II. Methods of operation
1. PAT cDNA preparation
(1) Extract total RNA from tissues or cells, dissolve in DEPC water and add 5 μl into a microcentrifuge tube without RNase.
(2) Add 2 μl (20 ng) of p[dT ]12-18 to each RNA sample, and the total volume of RNA and p[dT ]12-18 is 7 μl.
(3) Heat to 65°C and denature for 5~10 min.
(4) Immediately place the reaction tube in a 42°C water bath, taking care to move quickly to avoid annealing of p[dT ]12-18 with the least poly(A) tail.
(5) Add 13 μl of the following mixture preheated to 42°C, mix well by pipetting, and incubate at 42°C for 30 min.
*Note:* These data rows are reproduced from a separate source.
PR #3631, opened 2026-09-01
fix(gc): lease the whole scheduled storage-GC tick, and the independent stats refresh

### LINKED ISSUE #3503: Scheduled GC tick: blob-GC mark/sweep and the storage-stats recompute stay un-leased on every replica, so #3385's singleton lease covers only one of four workloads

brandonrc:
## Summary

Extends the scheduled storage-GC singleton lease over the **whole** tick, and gives the independent storage-stats refresh its own lease (#3503).

**What triggers what today.** The scheduled tick (`GC_SCHEDULE`, default hourly) runs four workloads back to back: `run_gc`, blob-GC mark, blob-GC sweep, and the post-GC storage-stats recompute. #3385's singleton lease covered only `run_gc`. The other three ran on **every replica at every occurrence**, un-leased — and because the losing replica returned from the leased half immediately, it fired the un-leased half in perfect sync with the winner. The storage-stats recompute additionally runs on its own cron (`STORAGE_STATS_SCHEDULE`, default 4-hourly), also un-leased.

**Verified live** (isolated instance, image built from `main`, `GC_SCHEDULE=*/20s`): with a foreign `storage_gc` lease planted, `run_gc` correctly skipped (log line frozen) while `instance_storage_stats.computed_at` kept advancing every occurrence and Postgres statement logs showed 27 `oci_blobs` blob-GC scans per 100 s — three quarters of the tick running without the lease. On this PR's build, the same foreign lease freezes the entire tick (computed_at frozen across 5+ occurrences, zero blob-GC scans), the on-demand admin GC still works while the lease is held, and freeing the lease resumes the tick at the next occurrence.

Changes:
- `StorageGcService::run_scheduled_tick` now takes the remainder of the tick as a `follow_on` closure executed under the held lease (after `run_gc`, before release). A replica either owns an occurrence outright or skips it entirely; there is no window where it can lose the job between workloads and silently continue.
- The scheduler moves the blob-GC gate/mark/sweep and the post-GC recompute into that closure — code unchanged, only ownership changes.
- The independent stats refresh gets its own singleton lease (`scheduler_leases.job_name = 'storage_stats_refresh'`, operator-visible like `storage_gc`).
- The follow-on body is extracted as `run_storage_gc_tick_follow_on` so the leased tick body is directly testable (and the moved code is exercised by a test rather than living untestable inside the spawned loop).
- Drive-by within the touched file: the pending/unreferenced cleanup-key **claim** queries were byte-identical except for their family predicates; they are collapsed onto one parameterized body (`OciCleanupKeyFamily`) so the two destructive claim paths cannot drift apart. (This also keeps the changed-file set under the post-#3523 duplication gate, which now measures this file's pre-existing clones on any PR that touches it: 3.45% before, 2.77% after.)

**What the fix does *not* change:** the blob-GC dry-run default (`BLOB_GC_ENABLED`, off ⇒ report-only), the `manifest_blob_refs` readiness gate, and the `MAVEN_FLAT_GC_ENABLED` opt-in all stay exactly where they were — the lease decides *who* runs, never *whether deletion is enabled*. Observing lease **loss** mid-run remains #3502 and is deliberately not attempted here.

## First tick after upgrade (changelog / upgrade note)

- **Single replica:** identical behavior. The lease is uncontended; every workload runs as before.
- **Multi replica:** blob-GC and the stats recompute now run **once** per occurrence instead of N times. Strictly less work, no new deletions; if the tick owner crashes mid-tick, that occurrence's remaining workloads are skipped cluster-wide and the next occurrence covers them (previously other replicas redundantly re-ran them).
- **Worth naming for operators:** under the default `BLOB_GC_ENABLED` unset, unreferenced blobs are **never** collected — the sweep is dry-run forever and storage grows unbounded; only the "would sweep N objects, M bytes" log lines tell you what has accumulated. On a long-lived instance, the **first live sweep after enabling `BLOB_GC_ENABLED=true`** can therefore delete a large accumulated backlog at once (after the grace window and the readiness gate). The dry-run-first default is the responsible path: read the dry-run figures before opting in. This PR does not change any of those defaults.
- Interaction: the **on-demand** GC endpoint's `dry_run` default is being decided separately in #3501 by parallel work; this PR deliberately does not touch `StorageGcRequest` and always passes `dry_run` explicitly in its tests/oracles.

- `run_scheduled_tick_respects_the_singleton_lease` (extended): with a foreign lease, the tick must skip AND the follow-on (blob-GC + stats in production) must not run; once freed, the tick must run the follow-on under the lease and release. The "must not run" half fails on `main`'s shape by construction (the follow-on used to run unconditionally).
- `scheduled_refresh_respects_the_singleton_lease_db` (new): a losing replica must not advance `instance_storage_stats.computed_at`; a winning replica must; the lease must be released afterwards.
- `storage_gc_tick_follow_on_recomputes_stats_and_keeps_blob_gc_dry_run_db` (new): a follow-on call must observably do the work (`computed_at` stamped fresh) and the shipped `BLOB_GC_ENABLED=false` default must keep both blob-GC phases dry-run (no `pending_delete_at` markers appear).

For all PAT reactions, pre-mix all the same components, and for each reaction, add: 4 μl of 5X Superscript II RT buffer, 2 μl of 0.1 mol/L DTT, 1 μl of 40 mmol/L dNTP mixture, 1 μl of 10 mmol/L dNTP mixture, and 1 μl of 10 mmol/L dNTP mixture. mixture, 1 μl 10 mmol/L ATP, 4 μl DEPC-treated water, 1 μl T4 DNA Ligase 10 Weiss U/μl.
(6) After incubation, the counterstain was kept at 42°C and 1 μl (200 ng) of oligo(dT) anchor primer was added. Mix well, centrifuge quickly, and incubate at 12°C for 2 h. Incubate for 2 h at 12°C.
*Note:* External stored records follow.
PR #3635, opened 2026-09-01
fix(users): expose and allow filtering the service-account discriminator (#3634)

### LINKED ISSUE #3634: GET /api/v1/users returns service accounts with no way to identify or exclude them, so permission grants for them cannot be built from that list
### Description

`GET /api/v1/users` returns service accounts mixed in with real users, while exposing **no field to tell them apart and no query parameter to exclude them**. At the same time, `POST /api/v1/permissions` hard-rejects a service account submitted as `principal_type: "user"`.

The two endpoints therefore contradict each other: the API publishes a set of principals through one endpoint and refuses a subset of them at another, giving clients no way to reconcile the two.

`list_users` reads the discriminator out of the database and then discards it:

- `backend/src/api/handlers/users.rs:257` — the `SELECT` includes `is_service_account`
- `backend/src/api/handlers/users.rs:182` — `AdminUserResponse` has no `is_service_account` field, so it never reaches the client
- `backend/src/api/handlers/users.rs:134` — `ListUsersQuery` filters only on `search`, `is_active`, `is_admin`

Meanwhile the grant path requires the opposite:

```rust
// backend/src/services/permission_service.rs:96
"user"            => "SELECT EXISTS(SELECT 1 FROM users WHERE id = $1 AND is_service_account = false)"
"service_account" => "SELECT EXISTS(SELECT 1 FROM users WHERE id = $1 AND is_service_account = true)"
```

`validate_principal` (`permission_service.rs:374`) then returns `400 principal_id <uuid> does not exist as a user`. That guard is correct and was added deliberately (#2503, defense against misattributed grants) — the defect is that `GET /api/v1/users` was never updated to match it.

### Environment Information

- Deployment type: Docker
- Operating System: Linux
- Architecture: amd64
- Database: PostgreSQL
- Reverse Proxy: yes
- Network setup: internal, behind reverse proxy

### Backend Version

v1.8.1 (reproduced against `v1.8.1-34-gbba534f7`)

### Web UI Version

v1.8.0

### Expected Behavior

A client listing users can either exclude service accounts or render them distinguishably, so it never offers the operator a principal that the grant endpoint is guaranteed to reject.

### Observed Behavior

Service accounts appear as ordinary users in `GET /api/v1/users`. Selecting one as a permission principal always fails with `400 principal_id <uuid> does not exist as a user`, and no amount of client-side logic can prevent it, because the response carries nothing that identifies the row as a service account.

### Steps to Reproduce

1. Create a service account: `POST /api/v1/service-accounts` with `{"name": "raw-ci-write"}`.
2. List users as an admin:

   ```
   curl -s -H "Authorization: Bearer $ADMIN_TOKEN" https://artifacts.example.com/api/v1/users | jq '.items[] | select(.username | startswith("svc-"))'
   ```

   The `svc-*` account is present, and the object contains no `is_service_account` field.
3. Grant it a repository permission using the principal type the listing implies:

   ```
   curl -s -X POST -H "Authorization: Bearer $ADMIN_TOKEN" -H "Content-Type: application/json" \
     https://artifacts.example.com/api/v1/permissions -d '{
       "principal_type": "user",
       "principal_id":   "<service-account-uuid>",
       "target_type":    "repository",
       "target_id":      "<repository-uuid>",
       "actions":        ["read","write"]
     }'
   ```
4. Observe `400` — `principal_id <uuid> does not exist as a user`.
5. Confirm there is no way to filter server-side: `GET /api/v1/users?is_service_account=false` is accepted but silently ignored (`ListUsersQuery` has no such field).

### Additional Context

**Blast radius.** Every consumer of this endpoint inherits the problem. In `artifact-keeper-web`, five admin screens call it: the permissions principal picker, the users list, the group member picker, the audit actor filter, and the age-gate approver picker. Four of them never fetch `/api/v1/service-accounts`, so they have no client-side means to distinguish a person from a robot at all. A companion frontend issue is filed at artifact-keeper-web for the one screen that *does* have the data locally and still doesn't use it.

**How it surfaced.** A `svc-*` account with a token carrying `read:artifacts` / `write:artifacts` / `delete:artifacts` / `admin` got `403 You do not have permission to perform this action on this repository` on upload — correct, since token scopes only narrow and confer nothing (`handlers/service_accounts.rs:527` writes scopes and repo restrictions only; `services/service_account_service.rs:53` creates the account with no role and no grant). The obvious remedy — grant the account a repository permission — then failed at the picker, because the account was listed as a user.

**Suggested fix.** A blanket server-side exclusion would be wrong: filtering the audit actor list by a service account is legitimate, and group membership for one is arguably valid too. Let the caller decide instead:

1. Add `is_service_account: bool` to `AdminUserResponse` (`users.rs:182`).
2. Add `is_service_account: Option<bool>` to `ListUsersQuery` (`users.rs:134`), applied with the same NULL-passthrough pattern the existing `is_active` / `is_admin` filters already use — a two-line change to both the page query and the count query, which must stay in sync.

Clients can then request `?is_service_account=false` for grant pickers and badge the rows elsewhere.

**Related.** #3522 covers the adjacent `user_roles` vs `role_assignments` confusion in the same area; #2503 introduced the `validate_principal` guard this contradicts.

sblaisot:
## Summary

Closes #3634.

`GET /api/v1/users` returned service accounts mixed in with people while exposing **nothing to identify or exclude them** — and `POST /api/v1/permissions` rejects exactly those rows when submitted as `principal_type: "user"` (`400 principal_id <uuid> does not exist as a user`, the `validate_principal` guard from #2503). The two endpoints contradicted each other, and clients had no way to reconcile them: `list_users` read `is_service_account` from the database and dropped it in `AdminUserResponse`, and `ListUsersQuery` had no filter.

The practical consequence: a `svc-*` account whose token gets `403 You do not have permission to perform this action on this repository` needs a repository grant (token scopes only narrow — `create_token` writes scopes and repo restrictions, `ServiceAccountService::create` writes no role and no grant). That grant could not be driven from the user list at all, because the list published the principal and the grant endpoint refused it.

This PR:

- adds `is_service_account` to `AdminUserResponse` (the column was already SELECTed — it was dropped on the way out);
- adds an optional `is_service_account` filter to `ListUsersQuery`, applied with the same NULL-passthrough shape as the existing `is_active` / `is_admin` filters.

**Deliberately opt-in, not a blanket exclusion.** Filtering the audit actor list by a service account is legitimate — CI is often the actor under investigation — and so is group membership for one. An absent filter keeps the historical unfiltered listing byte-for-byte; only a caller that asks gets people-only.

**Applied to both statements.** `list_users` runs a page query *and* a pagination count. Filtering one and not the other makes `total` count rows `items` excludes: `total_pages` overshoots and the listing grows a phantom trailing page. The two `WHERE` clauses are held byte-identical and a test compares them. Worth flagging for review: the three filters are all `Option<bool>`, so they are type-identical at the bind site — a transposed bind compiles clean and silently filters the wrong column.

**Offline query cache.** The two `sqlx` macros changed, so their `.sqlx/` entries are regenerated (two files replaced). No database was reachable in this environment, so the entries were derived from the previous ones — the query text is taken verbatim from the source literal and the parameter list gains the one `Bool` — rather than by `cargo sqlx prepare`. `cargo check` and `cargo test --lib` pass against them under `SQLX_OFFLINE=true`, which is how CI builds. **Please have a reviewer with a database confirm a `cargo sqlx prepare` run produces no diff.**

Frontend counterpart: artifact-keeper-web#824 (for artifact-keeper-web#823) fixes the permissions principal picker page-locally. The other four screens reading this endpoint (users list, group member picker, audit actor filter, age-gate approver picker) wait on an SDK release carrying this field.

Three unit tests in `backend/src/api/handlers/users.rs`:

- `user_to_response_exposes_the_service_account_discriminator` — on `main` this does not compile, because the field it asserts on does not exist.
- `list_users_page_and_count_queries_filter_identically` — reads the two `WHERE` clauses out of the source and asserts they match. With no database in a unit test this is the only way to pin the count-drift class of bug at all; it also asserts the filter is actually *applied*, not merely accepted by the query struct.
- `list_users_query_service_account_filter_is_optional` — pins that an absent filter means unfiltered, so the audit and group pickers keep their current results. Also does not compile on `main`.

## Test Checklist
- [ ] Manually tested locally

`cargo fmt --all -- --check`, `cargo clippy -p artifact-keeper-backend --lib --tests -- -D warnings` and `cargo test -p artifact-keeper-backend --lib` (105 tests in the users module, 0 failed) all pass locally under `SQLX_OFFLINE=true`. Not run, and not runnable here — no PostgreSQL or Docker in this environment — the Tier 2 integration suite, and no manual exercise of the endpoint against a live server. CI covers it on this PR (it touches `backend/**` and `.sqlx/**`). A DB-backed test asserting `?is_service_account=false` returns only people **and** reports the matching `total` would be the natural addition there — I did not add one I could not execute.

## API Changes
- [ ] N/A - no API changes

No new endpoint and no migration. `ListUsersQuery` already derives `IntoParams` and is already wired as `params(ListUsersQuery)`, and `AdminUserResponse` already derives `ToSchema`, so both the new parameter and the new field reach the OpenAPI document with no annotation change. The change is additive: an existing client that sends no filter and ignores the new field is unaffected.


sblaisot:
Downstream consumer: artifact-keeper-web#826 uses the `is_service_account` filter this PR adds to make the admin Users page list people only. It is the case that could **not** be fixed client-side — that page is server-side paginated, so filtering in the browser would leave `total` counting rows the page no longer shows. It is why this PR filters the pagination count as well as the page query.

brandonrc:
Reviewed — looks good: the filter is applied to both the page query and the count query, the default stays unfiltered, and the `.sqlx` files are regenerated for the new bind. The source-comparison test for the two `WHERE` clauses is unusual but it is the only way to hold that invariant without a database in a unit test, and the comment explains why.

The branch had a CHANGELOG conflict with `main` (#3641 opened the same `### Fixed` section). I pushed a merge of `main` to your branch with the conflict resolved — both entries kept, nothing else touched. Will merge once CI is green.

(7) Incubate the reaction tube at 42 ℃ for 2 min.
(8) Add 1 μl of RNase H Superscript II-free reverse transcriptase, mix well, and incubate at 42°C for 1 h. Incubate for 2 h at 12°C for 10 min.
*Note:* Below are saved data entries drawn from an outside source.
PR #3643, opened 2026-09-01
fix(go): answer sumdb /supported instead of forwarding it

### LINKED ISSUE #3642: GOPROXY: sumdb/<host>/supported is forwarded upstream, so go never proxies checksum lookups
## Description

The GOPROXY sumdb handler forwards `sumdb/<host>/supported` to the upstream checksum database. That path is not part of the checksum database protocol, it is a capability handshake the *proxy* is meant to answer about itself, so sum.golang.org returns 404 for it and we pass that 404 back to the client.

Per the toolchain (`cmd/go/internal/modfetch/sumdb.go`, `initBase`):

> Before accessing any checksum database URL using a proxy, the proxy client should first fetch `<proxyURL>/sumdb/<sumdb-name>/supported`. If that request returns a successful (HTTP 200) response, then the proxy supports proxying checksum database requests. [...] If the check fails with a "not found" (HTTP 404) or "gone" (HTTP 410) response [...] the client should connect directly to that database.

So `go` reads our 404 as "this proxy cannot proxy the sumdb" and connects straight to sum.golang.org for every `go.sum` verification. Consequences:

- The existing `lookup/` and `tile/` handlers in `proxy_sumdb` are never reached in practice, they only respond to hand-made requests.
- Clients on hosts without direct internet egress cannot verify `go.sum` at all, even with `GOPROXY` correctly pointed at Artifact Keeper. Module downloads succeed, checksum verification does not.
- Checksum lookups bypass the instance entirely, so they are neither cached nor visible in its logs.

The failure is silent for anyone whose build hosts have egress, which is presumably why it has gone unnoticed.

## Environment Information

- Deployment type: Kubernetes
- Operating System: Linux
- Architecture: amd64
- Database: PostgreSQL 16
- Reverse Proxy: yes, ingress in front of the backend
- Network setup: public hostname, some client hosts have no direct outbound egress

## Backend Version

1.8.1

## Web UI Version

N/A

## Package Format

Go Modules

## Expected Behavior

`GET /go/{repo_key}/sumdb/{host}/supported` returns 200 with an empty body for an allowlisted host, so the toolchain routes its checksum lookups through the instance and the `lookup` and `tile` handlers get used.

## Observed Behavior

It returns 404, forwarded verbatim from the upstream checksum database, and the toolchain falls back to a direct connection to sum.golang.org.

## Steps to Reproduce

1. Create a Go remote repository with upstream `https://proxy.golang.org/`, key `go`.
2. `curl -s -o /dev/null -w '%{http_code}\n' https://<host>/go/go/sumdb/sum.golang.org/supported` and observe 404.
3. Confirm the same 404 comes from upstream, which is correct on its side: `curl -s -o /dev/null -w '%{http_code}\n' https://sum.golang.org/supported`.
4. Confirm the handlers that would be used do work: `curl -s https://<host>/go/go/sumdb/sum.golang.org/lookup/github.com/pkg/errors@v0.9.1` returns 200.
5. On a host with no outbound egress except to the instance, `GOPROXY=https://<host>/go/go go get github.com/pkg/errors@v0.9.1` fails on checksum verification, while the same command on a host with egress succeeds by talking to sum.golang.org directly.

## Additional Context

Note the flip side of fixing this, from the same block of toolchain source: once `/supported` answers 200, the client "should use the proxied access method only, never falling back to a direct connection to the database". Checksum verification then depends on the instance being able to reach the upstream sumdb, which is the intent, but it does turn a silent bypass into a visible failure.

Related but separate, in the same function: for a `GOSUMDB` host outside the allowlist, `/supported` answers 403. The toolchain treats anything other than 200/404/410 as the database being unavailable, so that is a hard error rather than the graceful direct fallback a 404 would produce. Happy to fix that in the same PR or a follow-up.

nicola-preda:
## Summary

Fixes #3642.

`sumdb/<host>/supported` is a proxy-side capability handshake, not an endpoint of the checksum database, so forwarding it upstream returned sum.golang.org's natural 404. The toolchain reads that as "this proxy cannot proxy the sumdb" and connects directly to sum.golang.org instead, which meant the `lookup` and `tile` handlers below were never reached and hosts without direct egress could not verify `go.sum` at all.

This answers the probe locally with 200 and an empty body, after the SSRF allowlist check so a non-allowlisted `GOSUMDB` host still gets the same rejection as before.

`test_sumdb_supported_answered_locally` asserts the probe returns 200. On `main` it fails (the forwarded request returns 404); with the fix it passes, and it needs no network because the response is now produced locally.

## Test Checklist
- [x] Manually tested locally

Verified against a live instance: `@v/list`, `@latest`, `.info`, `.mod` and `sumdb/.../lookup/...` all served correctly, and `go get` through the proxy resolves and downloads. Ran `cargo test --lib goproxy::tests::test_sumdb` (6 passed, including the allowlist tests) and `cargo fmt --check`.

## API Changes
- [x] N/A - no API changes

The route already existed, only its response for one path changed.


brandonrc:
Reviewed — the fix is right and minimal: `supported` is a proxy-side capability handshake, answering it after the host allowlist check is the correct placement, and the unit test pins it without a network call.

One thing the PR was missing for this repo's release process: the release preflight reconciles every merged PR against the pending `## [Unreleased]` CHANGELOG section (by PR number or the issue it closes), and a `fix:` commit with no entry blocks the cut. I pushed two commits to your branch (edits-by-maintainers was on): a merge of `main`, and a `docs(changelog)` commit describing #3642 under `### Fixed`. No code changes. Will merge once CI is green.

(9) Heat for 20 min to inactivate the reverse transcriptase and ligase, and the PAT cDNA can be diluted as needed.
2. PCR reaction
(1) 25~50 μl standard reaction system includes: 1X buffer [ 50 mmol/L KCl, 10 mol/L Tris-HCl (pH 9.0 at 25°C), 0.1% Triton X-100, 1.5 mmol/L MgCl2 ], 0.2 mmol/L dNTP, 0.5 μmol/L template specific primer, 0.5 μmol/L oligo (dT) anchor primer, and 0.5 μmol/L template specific primer. μmol/L oligo(dT) anchor primer, 0.5~1.0 U Taq DMA polymerase, 0.5~1.0 μl PAT cDNA as template.
(2) Suggested cycling conditions for amplification of 500 bp fragment: denaturation at 93°C for 5 min, variation at 93°C for 30 s, repeat at 57-65°C for 1 min, extension at 72°C for 1 min, and finally extension at 72°C for 7 min.
(3) A small portion of the amplification product can be taken and analyzed by complete digestion of the 3' end using restriction endonuclease.
(4) Analyze the amplified product by gel electrophoresis.